We will assume that there exists a hidden factor (phi) related to the expected performance for all players (not limited to our 18). Since the population mean is an unknown value between 0 and 1, it must be bounded from below and above. Also, we assume that nothing is known about global average. Hence, a natural choice for a prior distribution is the uniform distribution.

Next, we introduce a hyperparameter kappa to account for the variance in the population batting averages, for which we will use a bounded Pareto distribution. This will ensure that the estimated value falls within reasonable bounds. These hyperparameters will be, in turn, used to parameterize a beta distribution, which is ideal for modeling quantities on the unit interval. The beta distribution is typically parameterized via a scale and shape parameter, it may also be parametrized in terms of its mean $\mu \in [0,1]$ and sample size (a proxy for variance) $\nu = \alpha + \beta (\nu > 0)$.

The final step is to specify a sampling distribution for the data (hit or miss) for every player, using a Binomial distribution. This is where the data are brought to bear on the model.

We could use pm.Pareto('kappa', m=1.5), to define our prior on kappa, but the Pareto distribution has very long tails. Exploring these properly is difficult for the sampler, so we use an equivalent but faster parametrization using the exponential distribution. We use the fact that the log of a Pareto distributed random variable follows an exponential distribution.


In [3]:
N = len(hits)

with pm.Model() as baseball_model:
    
    phi = pm.Uniform('phi', lower=0.0, upper=1.0)
    
    kappa_log = pm.Exponential('kappa_log', lam=1.5)
    kappa = pm.Deterministic('kappa', tt.exp(kappa_log))

    thetas = pm.Beta('thetas', alpha=phi*kappa, beta=(1.0-phi)*kappa, shape=N)
    y = pm.Binomial('y', n=at_bats, p=thetas, observed=hits)

Recall our original question was with regard to the true batting average for a player with only 4 at bats and no hits. We can add this as an additional variable in the model


In [4]:
with baseball_model:
    
    theta_new = pm.Beta('theta_new', alpha=phi*kappa, beta=(1.0-phi)*kappa)
    y_new = pm.Binomial('y_new', n=4, p=theta_new, observed=0)

We can now fit the model using MCMC:


In [5]:
with baseball_model:
    trace = pm.sample(2000, tune=1000, nchains=2,
                      nuts_kwargs={'target_accept': 0.95})


Auto-assigning NUTS sampler...
Initializing NUTS using ADVI...
Average Loss = 89.154:   3%|▎         | 6891/200000 [00:02<01:02, 3067.32it/s] 
Convergence archived at 7100
Interrupted at 7,100 [3%]: Average Loss = 229.36
100%|██████████| 3000/3000 [00:39<00:00, 76.21it/s]
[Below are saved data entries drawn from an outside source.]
PR #239, opened 2019-07-25
Add brackets to emoji

clubby789:
↪️ and ↩️


Bottersnike:
```py
"some sting"
"something else"
```
evaluates to `"some stringsomething else"` when commas are missed. This has happened here.

Bottersnike:
https://github.com/CyberDiscovery/cyberdisc-bot/blob/2c778d39800972f237f36040a722f3918528c6b9/cdbot/cogs/fun.py#L33
will also require the addition of `()` to the end of the `+=` so that the parser is actually informed of the presence of the two new characters.

PR #257, opened 2019-10-01
Disable :elitecount

thebeanogamer:


Bottersnike:
Version control and config files be like

thebeanogamer:
I resent the suggestion that there are a million better ways to do this, at least one of which I will swap this too before merging

PR #260, opened 2019-10-06
Require Sudo/Root verification for official ping

AnonGuy:
Now that we have plenty of Sudos, and considering the abuse of the ping feature recently, I think it's worth requiring staff verification for official staff pings.

### DIFF
--- a/cdbot/cogs/fun.py
+++ b/cdbot/cogs/fun.py
@@ -149,7 +149,7 @@ class Fun(Cog):
             except asyncio.TimeoutError:
                 pass
             else:
-                if str(reaction) == "\N{THUMBS UP SIGN}" and user.top_role.name in ADMIN_ROLES:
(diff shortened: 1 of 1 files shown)


thebeanogamer:
Has this been tested with people other than an admin clicking the thumbs up button before an admin does?

thebeanogamer:
Also, I'm debating if pinging server staff would be a good idea. Feels like stuff will get missed if not, and people will spam server staff pings to ask for approvals anyway.

lightspeedana:
Looks good, but people may start spamming us with pings in order to verify. At the same time, I don't think there's much else that could be done so unless someone has an alternative, I'm fine with this 🤷‍♀

thebeanogamer:
~Not like Official Staff read their pings anyway~~

AnonGuy:
Any updates on this?

thebeanogamer:
#319 solved this

PR #267, opened 2019-10-31
add essential keyword

S10MC2015:
https://github.com/CyberDiscovery/meta/issues/290


Sh3llcod3:
@S10MC2015 Have you tested the regex locally?

ZomBMage:
The regex `essentials?` matches both "essential" and "essentials", because the question mark means the "s" is optional

thebeanogamer:
Closed as Stale

PR #277, opened 2019-11-06
Assess began/ended. Game began

S10MC2015:


thebeanogamer:
This is already handled by #270

S10MC2015:
Ah sorry

PR #291, opened 2019-11-20
Update all the things

thebeanogamer:
Update most packages in both `requirements-ci.txt` and `pyproject.toml`.

I've retired `requirements.txt` in an effort to standardise, but it remains to be seen what impact this will have on build times. Additionally, I can't see a good way of moving the CI pipeline to Poetry without forcing it to wait and install the dependencies for running the bot, Poetry has a `--no-dev`, but not a `--only-dev`.

This should also fix the fact that the bot is crashing every 30 seconds because of a Discord API change...


thebeanogamer:
Update: this increases container build time by about 20 seconds.

Sh3llcod3:
Ok so poetry is a mature enough build system. You're still using caret versioning so major versions will not update.

Sh3llcod3:
I have no idea whether the CI/Deployment could cope with installing based on the lockfile and having asterisk dependency versions. That way you update major versions with a single command

PR #248, opened 2013-05-24
Strongly Typed Aggregate Dependencies

bmdhacks:
This is the start of work to make an aggregate dependency map that includes timing information.  It's mostly untested, but I've modified and added unit tests where needed.  Next I plan to test it via some scalding jobs that will submit to this interface.

### DIFF
--- a/zipkin-cassandra/src/main/scala/com/twitter/zipkin/storage/cassandra/CassandraAggregates.scala
+++ b/zipkin-cassandra/src/main/scala/com/twitter/zipkin/storage/cassandra/CassandraAggregates.scala
@@ -61,7 +61,7 @@ case class CassandraAggregates(
     val realStart = floorTime(startDate)
     val realEnd = floorTime(endDate.getOrElse(startDate))
 
-    val rows = NumericRange[Long](realEnd, realStart, 1.days.inMicroseconds)
+    val rows = new NumericRange.Inclusive[Long](realEnd, realStart, 1.days.inMicroseconds)
 
     val result: Future[Iterable[gen.Dependencies]] =
       dependenciesCF.multigetRows(rows.toSet.asJava, None, None, Order.Normal, Int.MaxValue)
--- a/zipkin-cassandra/src/main/scala/com/twitter/zipkin/storage/cassandra/CassandraAggregates.scala
+++ b/zipkin-cassandra/src/main/scala/com/twitter/zipkin/storage/cassandra/CassandraAggregates.scala
@@ -48,18 +48,13 @@ case class CassandraAggregates(
   val Delimiter: String = ":"
 
   /**
-   * floor the time to day in milliseconds
-   */
-  private[this] def floorTime(t: Time) = { (t.inMicroseconds / 1.days.inMicroseconds) * 1.days.inMicroseconds }
-
-  /**
    * Get the top annotations for a service name
    */
   def getDependencies(startDate: Time, endDate: Option[Time]) : Future[Dependencies] = {
 
     // floor to nearest day in microseconds
-    val realStart = floorTime(startDate)
-    val realEnd = floorTime(endDate.getOrElse(startDate))
+    val realStart = startDate.floor(1.day).inMicroseconds
+    val realEnd = endDate.getOrElse(startDate).floor(1.day).inMicroseconds
 
     val rows = new NumericRange.Inclusive[Long](realEnd, realStart, 1.days.inMicroseconds)
 
@@ -113,7 +108,7 @@ case class CassandraAggregates(
 
   /** Synchronize these so we don't do concurrent writes from the same box */
   def storeDependencies(deps: Dependencies): Future[Unit] = {
-    store[Long,gen.Dependencies](dependenciesCF, floorTime(deps.startTime), Seq(deps.toThrift))
+    store[Long,gen.Dependencies](dependenciesCF, deps.startTime.floor(1.day).inMicroseconds, Seq(deps.toThrift))
   }
 
   /** Synchronize these so we don't do concurrent writes from the same box */
--- a/zipkin-cassandra/src/main/scala/com/twitter/zipkin/storage/cassandra/CassandraAggregates.scala
+++ b/zipkin-cassandra/src/main/scala/com/twitter/zipkin/storage/cassandra/CassandraAggregates.scala
@@ -16,9 +16,15 @@
 package com.twitter.zipkin.storage.cassandra
 
 import com.twitter.cassie._
-import com.twitter.util.{Future, Return, Throw}
+import com.twitter.util.{Time, Future, Return, Throw}
+import com.twitter.conversions.time._
 import com.twitter.zipkin.storage.Aggregates
+import com.twitter.zipkin.conversions.thrift._
 import scala.collection.JavaConverters._
+import com.twitter.zipkin.gen
+import scala.collection.immutable.NumericRange
+import com.twitter.zipkin.common.Dependencies
+import com.twitter.algebird.Monoid
 
 /**
  * Cassandra backed aggregates store
@@ -32,7 +38,7 @@ import scala.collection.JavaConverters._
 case class CassandraAggregates(
   keyspace: Keyspace,
   topAnnotations: ColumnFamily[String, Long, String],
-  dependencies: ColumnFamily[String, Long, String]
+  dependenciesCF: ColumnFamily[Long, Long, gen.Dependencies]
 ) extends Aggregates {
 
   def close() {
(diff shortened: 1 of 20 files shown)


zipkin-cassandra/src/test/scala/com/twitter/zipkin/storage/cassandra/CassandraAggregatesSpec.scala
```diff
@@ -122,8 +148,9 @@ class CassandraAggregatesSpec extends Specification with JMocker with ClassMocke
         agg.storeTopAnnotations(serviceName, anns2).apply()
         agg.getTopAnnotations(serviceName).apply() mustEqual anns2
 
-        agg.storeDependencies(serviceName, calls1).apply()
-        agg.getDependencies(serviceName).apply() mustEqual calls1
+        // FIXME - probably shouldn't clobber non-overlapping deps
```
IceCreamYou: Per discussion with Brian, we don't actually care about testing this case since we want to fix it, so we might as well go ahead and remove this test.

zipkin-cassandra/src/main/scala/com/twitter/zipkin/storage/cassandra/CassandraAggregates.scala
```diff
@@ -42,11 +48,32 @@ case class CassandraAggregates(
   val Delimiter: String = ":"
 
   /**
+   * floor the time to day in milliseconds
+   */
+  private[this] def floorTime(t: Time) = { (t.inMicroseconds / 1.days.inMicroseconds) * 1.days.inMicroseconds }
```
johanoskarsson: There's already a floor method in Time

bmdhacks:
Ok, this should be good-to-go now.

zipkin-thrift/src/main/resources/thrift/zipkinDependencies.thrift
```diff
@@ -0,0 +1,40 @@
...
+# See the License for the specific language governing permissions and
+# limitations under the License.
+namespace java com.twitter.zipkin.gen
+namespace rb Zipkin
+
+//********* Zipkin Aggregate Dependency Related Structs ***********
+
+
+// hold statistical information about stuff.  Maps to algebird Moments
+struct Moments {
```
johanoskarsson, line 23: This is a bit unclear. Statistical information about stuff? Why isn't m1 called mean if that's what it is?

zipkin-thrift/src/main/resources/thrift/zipkinQuery.thrift
```diff
@@ -212,7 +213,7 @@ service ZipkinQuery {
     i32 getDataTimeToLive() throws (1: QueryException qe);
 
     /** Aggregates related */
-    list<string> getDependencies(1: string service_name) throws (1: QueryException qe);
+    zipkinDependencies.Dependencies getDependencies(1: i64 start_time, 2: optional i64 end_time) throws (1: QueryException qe);
```
johanoskarsson, line 221: Bring over some of the api comment from the rest api here since that would be converted into javadoc in some generated code (or whatever the language might be).

zipkin-thrift/src/main/resources/thrift/zipkinDependencies.thrift
```diff
@@ -0,0 +1,40 @@
...
+
+struct DependencyLink {
+  1: string parent,  // parent service name (caller)
+  2: string child,   // child service name (callee)
+  3: Moments durationMoments
+  // histogram?
+}
+
+struct Dependencies {
+  1: i64 startTime  // microseconds from epoch
```
johanoskarsson: Thrift convention is start_time

zipkin-query-core/src/main/scala/com/twitter/zipkin/query/QueryService.scala
```diff
@@ -383,10 +383,13 @@ class QueryService(storage: Storage, index: Index, aggregates: Aggregates, adjus
     }
   }
 
-  def getDependencies(serviceName: String): Future[Seq[String]] = {
-    log.debug("getDependencies: " + serviceName)
+  /** Aggregates related */
+  def getDependencies(startTime: Long, endTime: Option[Long]) : Future[gen.Dependencies] = {
+    log.debug("getDependencies: " + startTime)
```
johanoskarsson: endtime too?

zipkin-query-core/src/main/scala/com/twitter/zipkin/query/QueryService.scala
```diff
@@ -383,10 +383,13 @@ class QueryService(storage: Storage, index: Index, aggregates: Aggregates, adjus
...
     call("getDependencies") {
-      aggregates.getDependencies(serviceName)
+      val start = Time.fromNanoseconds(startTime*1000)
```
johanoskarsson, line 390: There's no Time.fromMilliseconds?

zipkin-thrift/src/main/resources/thrift/zipkinDependencies.thrift
bmdhacks, line 23: I'll clarify that.  m1 is called m1 for parity with Algebird.

zipkin-query-core/src/main/scala/com/twitter/zipkin/query/QueryService.scala
bmdhacks, line 390: There is no Time.fromMicroseconds, no.  I'll put up a pull request for util though.

zipkin-common/src/main/scala/com/twitter/zipkin/common/Dependencies.scala
```diff
@@ -0,0 +1,76 @@
...
+  endTime: Time,
+  links: Seq[DependencyLink]
+)
+
+object Dependencies {
+  // used for summing/merging database rows
+  implicit val monoid:Monoid[Dependencies] = new Monoid[Dependencies] {
+    def plus(l: Dependencies, r: Dependencies) = {
+      // new start/end should be the inclusive time span of both items
+      val newStart = Seq(r.startTime, l.startTime).min
```
johanoskarsson: I think there's a min on Time you can use directly

zipkin-common/src/main/scala/com/twitter/zipkin/common/Dependencies.scala
```diff
@@ -0,0 +1,76 @@
...
+ */
+case class Dependencies(
+  startTime: Time,
+  endTime: Time,
+  links: Seq[DependencyLink]
+)
+
+object Dependencies {
+  // used for summing/merging database rows
+  implicit val monoid:Monoid[Dependencies] = new Monoid[Dependencies] {
```
johanoskarsson, line 60: I'm not very familiar with implicits or the Monoid stuff, but if we're just merging two dependencies why not make that a method on the Dependencies instance instead? One could argue the method should be called + too, but I don't know if that's better or worse.

zipkin-collector-scribe/src/main/scala/com/twitter/zipkin/collector/ScribeCollectorService.scala
```diff
@@ -78,19 +79,17 @@ class ScribeCollectorService(
     }
   }
 
-  def storeDependencies(serviceName: String, endpoints:Seq[String]): Future[Unit] = {
-    Stats.incr("collector.storeTopAnnotations")
-    log.info("storeDependencies: " + serviceName + "; " + endpoints)
+  def storeDependencies(dependencies: gen.Dependencies) : Future[Unit] = {
```
johanoskarsson: Nit: we're trying to adhere to ): <return type> without the space before : 
I know we still have this style in some places, but we're trying to clean that up

zipkin-collector-core/src/main/scala/com/twitter/zipkin/collector/CollectorService.scala
```diff
@@ -29,5 +31,9 @@ trait CollectorService extends Service {
   def shutdown() {
     running = false
     writeQueue.shutdown()
+    stores.foreach { store =>
+      // index and storage handles are closed in their respective services
+      store.aggregates.close()
```
johanoskarsson, line 35: Isn't it better if we just close the store here and the store takes care of closing the aggregates if needed?

zipkin-common/src/main/scala/com/twitter/zipkin/common/Dependencies.scala
bmdhacks, line 60: The Monoid stuff works really well inside of Scalding.  I'm going to be reusing this structure in the scalding jobs to calculate aggregate dependencies.

FYI, look forward to a monoid definition for Trace and Span as well for the same reason.

zipkin-collector-core/src/main/scala/com/twitter/zipkin/collector/CollectorService.scala
bmdhacks, line 35: I couldn't decide.  In practice all the services (Index, Collector, Storage) all get shutdown at the same time, so it doesn't matter.  I suppose moving them all into the collector shutdown at least puts it all in the same place.  I'll make that change.

mosesn, line 35: If you really don't care, we could shove them into ServiceTracker and be done with it

bmdhacks, line 35: The problem is that the stores are not ostrich services, they are finagle clients, and thus cannot be stored in ServiceTracker.  The Index and Storage services are ostrich services, so they can close the respective index and storage handles to cassie, but the aggregates one does not have its own service.  My solution to this was to stuff it in the collector, but it's probably best to just close all the handles in the collector service (which is then tracked in the service tracker).

zipkin-common/src/main/scala/com/twitter/zipkin/common/Dependencies.scala
bmdhacks, line 60: Also, there's some implicit sugar you can import from Algebird to get the + operator on classes with implicit monoid conversions, so you can do: Dependency1 + Dependency2, but I chose to use the explicit form for readability.

zipkin-thrift/src/main/resources/thrift/zipkinDependencies.thrift
```diff
@@ -0,0 +1,42 @@
...
+  2: double m1, // mean
+  3: double m2, // variance * count
+  4: double m3,
+  5: double m4
+}
+
+struct DependencyLink {
+  1: string parent,  // parent service name (caller)
+  2: string child,   // child service name (callee)
+  3: Moments durationMoments
```
johanoskarsson: Nit: duration_moments

johanoskarsson:
+1 from me.
I didn't have time to dig deep into the monoid stuff so I'll trust you on that, will try to read up later and we can always have a discussion about it if I have concerns.

PR #249, opened 2013-05-24
Make it easier to show remote data in a local instance

IceCreamYou:
This change allows us to point Zipkin to a remote query source so that it can use live data in a local (testing/dev) setup.

### DIFF
--- a/zipkin-web/config/web-dev.scala
+++ b/zipkin-web/config/web-dev.scala
@@ -17,7 +17,10 @@ import com.twitter.finagle.zipkin.thrift.ZipkinTracer
 import com.twitter.zipkin.builder.{QueryClient, WebBuilder}
 import java.net.{InetSocketAddress, InetAddress}
 
-val queryClient = QueryClient.static(new InetSocketAddress(InetAddress.getLoopbackAddress(), 9411)) map {
+// We'd rather use InetAddress.getLoopbackAddress than 127.0.0.1 but it's JDK
+// 1.7+. Previously we used InetAddress.getLocalHost, but that doesn't let us
+// do SSH port forwarding.
+val queryClient = QueryClient.static(new InetSocketAddress("127.0.0.1", 9411)) map {
   _.tracer(ZipkinTracer.mk())
 }
 WebBuilder("http://localhost:8080/", queryClient)
--- a/zipkin-web/config/web-dev.scala
+++ b/zipkin-web/config/web-dev.scala
@@ -17,7 +17,7 @@ import com.twitter.finagle.zipkin.thrift.ZipkinTracer
 import com.twitter.zipkin.builder.{QueryClient, WebBuilder}
 import java.net.{InetSocketAddress, InetAddress}
 
-val queryClient = QueryClient.static(new InetSocketAddress(InetAddress.getLocalHost, 9411)) map {
+val queryClient = QueryClient.static(new InetSocketAddress(InetAddress.getLoopbackAddress(), 9411)) map {
   _.tracer(ZipkinTracer.mk())
 }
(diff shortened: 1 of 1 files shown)


zipkin-web/config/web-dev.scala
```diff
@@ -17,7 +17,7 @@ import com.twitter.finagle.zipkin.thrift.ZipkinTracer
 import com.twitter.zipkin.builder.{QueryClient, WebBuilder}
 import java.net.{InetSocketAddress, InetAddress}
 
-val queryClient = QueryClient.static(new InetSocketAddress(InetAddress.getLocalHost, 9411)) map {
+val queryClient = QueryClient.static(new InetSocketAddress(InetAddress.getLoopbackAddress(), 9411)) map {
```
bmdhacks: This might be nitpicky, but the scala way™ would be to remove the parens from the function call

mosesn: The ["rule"](http://docs.scala-lang.org/style/method-invocation.html#arity0) is that if it doesn't have side effects, omit the parentheses, if it has side effects, always use parentheses.

Is this done to migrate to java 1.7?  Is this an intentional breaking of backwards compatibility?

bmdhacks: zipkin has worked on jdk 1.7 for a while now.  This change was done because Isaac was trying to get zipkin web working under ssh port forwarding.  It shouldn't break any backward compatibility because a recent change made all services bind to 0.0.0.0
Does this change cause you problems on your machine?

mosesn: getLoopbackAddress is 1.7 only, so it seems like it would break on jdk 1.6.  Is it generally agreed that zipkin is only supposed to work for jdk 1.7?

IceCreamYou: Nope, that's my mistake. Zipkin should work on JDK 1.6 too. And the point about parens is not too nitpicky. Will fix shortly.

zipkin-web/config/web-dev.scala
```diff
@@ -17,7 +17,10 @@ import com.twitter.finagle.zipkin.thrift.ZipkinTracer
 import com.twitter.zipkin.builder.{QueryClient, WebBuilder}
 import java.net.{InetSocketAddress, InetAddress}
 
-val queryClient = QueryClient.static(new InetSocketAddress(InetAddress.getLocalHost, 9411)) map {
+// We'd rather use InetAddress.getLoopbackAddress than 127.0.0.1 but it's JDK
+// 1.7+. Previously we used InetAddress.getLocalHost, but that doesn't let us
+// do SSH port forwarding.
```
bmdhacks: Use /\* */ for multiline comments, but my preference would be to remove this to keep the config simple for noobies.  Talking about JDK versions will scare them away and is not necessary for understanding the existing config.

IceCreamYou: Well presumably we would like to change this in the future when we deprecate JDK 1.6 support, so it would be good to note that somewhere. And we'd also like to avoid someone coming along later and saying "oh, that shouldn't be hardcoded, I should change it to getLocalHost." Besides, I think it's a fair bet that someone capable of installing and maintaining Zipkin would know what the JDK is. Thoughts?

bmdhacks: It's just a config file for development.  It's not vital, and this is not the zipkin code.  It's there for noobies to use when they get started.  With that in mind, keeping things as simple as possible is preferable.  I still vote to take it out.

bmdhacks:
+1
Please run the bin/git-pull-request.rb command to merge this change

PR #257, opened 2013-06-13
Refactor Json

bmdhacks:
Ran down a side-path and refactored the json generation code.  This is a first step with no removal of existing functionality, but it makes it much easier to start removing the Json object conversions.

The main architectural change is to use a Jackson generator object to do the type conversion instead of scala type-pimping and the .toJson method.

Unit tests aren't rewritten, but I wanted to put this up to get feedback before pursuing further.

If this looks good, the next step is to start removing JsonXXX objects and to make the actual classes convert natively.


zipkin-web/src/main/scala/com/twitter/zipkin/common/json/ZipkinJson.scala
```diff
@@ -0,0 +1,39 @@
+package com.twitter.zipkin.common.json
+
+import com.codahale.jerkson.Json
+import org.codehaus.jackson.map.annotate.JsonCachable
+import com.twitter.zipkin.common.BinaryAnnotation
+import com.fasterxml.jackson.databind.{SerializerProvider, JsonSerializer}
+import com.fasterxml.jackson.core.{JsonGenerator=>JacksonGenerator}
+import com.fasterxml.jackson.databind.module.SimpleModule
+
```
franklinhu: whitespace

bmdhacks: do what now?
http://www.youtube.com/watch?v=h06cSTAqAYk

franklinhu:
lgtm

bmdhacks:
Gah, did the wrong operation.  Gonna squash-merge by hand. :-p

Now we can plot the posteriors distribution of the parameters. First, the population hyperparameters:


In [6]:
pm.traceplot(trace, varnames=['phi', 'kappa']);


Hence, the population mean batting average is in the 0.22-0.31 range, with an expected value of around 0.26.

Next, the estimates for all 18 players in the dataset:


In [7]:
player_names = data.apply(lambda x: x.FirstName + ' ' + x.LastName, axis=1)
pm.forestplot(trace, varnames=['thetas'], ylabels=player_names)


Out[7]:
<matplotlib.gridspec.GridSpec at 0x7fef282a09b0>

Finally, let's get the estimate for our 0-for-4 player:


In [8]:
pm.traceplot(trace, varnames=['theta_new']);


Notice that, despite the fact our additional player did not get any hits, the estimate of his average is not zero -- zero is not even a highly-probably value. This is because we are assuming that the player is drawn from a population of players with a distribution specified by our estimated hyperparemeters. However, the estimated mean for this player is toward the low end of the means for the players in our dataset, indicating that the 4 at-bats contributed some information toward the estimate.